[Saved data entries]
PR #15349, opened 2023-08-31
Fixes to address hangs caused by WASAPI idle checks

### LINKED ISSUE #15150: Intermitent crashing on latest alphas

jcsteh:
### Link to issue number:
Fixes #15150.

### Summary of the issue:
When WASAPI is enabled, NVDA sometimes hangs and cannot be recovered, especially when switching audio devices. The freezes all occur in `WasapiWavePlayer._idleCheck` when calling `wasPlay_idle`.

Fixed the hangs.

1. If getting the playback position fails with an error, playback has probably been interrupted; e.g. because the device disconnected. Treat this as if playback has finished so we don't wait forever and so that we fire any pending callbacks.
2. Never treat a stream as idle while we're feeding audio to it. Aside from this not making any sense, we might otherwise try to sync and stop it in the main thread, which could cause hangs or crashes.

### Testing strategy:
I'm unable to reproduce this, so I asked several people to test try builds in #15150. They report that this addresses the problem for them.
I also verified (using beeps in the code, now removed) that streams are still correctly treated as idle when they should be.

None.

### Change log entries:
Bug fixes
When WASAPI is enabled, NVDA no longer hangs occasionally, especially when switching audio devices.

### Code Review Checklist:

  - description is up to date
  - change log entries
- [x] Testing:
  - Unit tests
  - System (end to end) tests
  - Manual testing
- [x] Documentation:
  - User Documentation
  - Speech 
  - Braille
  - Low Vision
  - Different web browsers

### DIFF
--- a/nvdaHelper/local/wasapi.cpp
+++ b/nvdaHelper/local/wasapi.cpp
@@ -413,7 +413,10 @@ UINT64 WasapiPlayer::getPlayPos() {
 	UINT64 pos;
 	HRESULT hr = clock->GetPosition(&pos, nullptr);
 	if (FAILED(hr)) {
-		return 0;
+		// If we get an error, playback has probably been interrupted; e.g. because
+		// the device disconnected. Treat this as if playback has finished so we
+		// don't wait forever and so that we fire any pending callbacks.
+		return sentMs;
 	}
 	return pos * 1000 / clockFreq;
 }
--- a/source/nvwave.py
+++ b/source/nvwave.py
@@ -883,6 +883,8 @@ class WasapiWavePlayer(garbageHandler.TrackedObject):
 		if self._audioDucker:
 			self._audioDucker.enable()
 		feedId = c_uint() if onDone else None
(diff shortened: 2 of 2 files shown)


seanbudd (approved):
Thanks @jcsteh .

I'm not going to use the change log entry as this fixes an unreleased issue (kinda)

What this task involves » Print from the line containing "self._audioDucker.enable()" to the last line above, exactly as written.

Solution »
 			self._audioDucker.enable()
 		feedId = c_uint() if onDone else None
(diff shortened: 2 of 2 files shown)


seanbudd (approved):
Thanks @jcsteh .

I'm not going to use the change log entry as this fixes an unreleased issue (kinda)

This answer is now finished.